Goal of the exercise: Below are the entries; output exactly the lines from the one containing "DynamoDB Streams: Bugfix" through the final line, inclusive.
═══
PR #2763, opened 2020-02-24
DynamoDB Streams: Bugfix when sending multiple items

bblommers:
Items processed by Lambda were not removed from the stream afterwards, due to the missing return-statement.

Also refactored the log-logic to improve the debugability


spulec:
Thanks!

PR #2767, opened 2020-02-24
Feature: Add test mode support for Config PutEvaluations

### LINKED ISSUE #2765: Config missing support for PutEvaluations with TestMode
═══
Exercise response:
DynamoDB Streams: Bugfix when sending multiple items

bblommers:
Items processed by Lambda were not removed from the stream afterwards, due to the missing return-statement.

Also refactored the log-logic to improve the debugability


spulec:
Thanks!

PR #2767, opened 2020-02-24
Feature: Add test mode support for Config PutEvaluations

### LINKED ISSUE #2765: Config missing support for PutEvaluations with TestMode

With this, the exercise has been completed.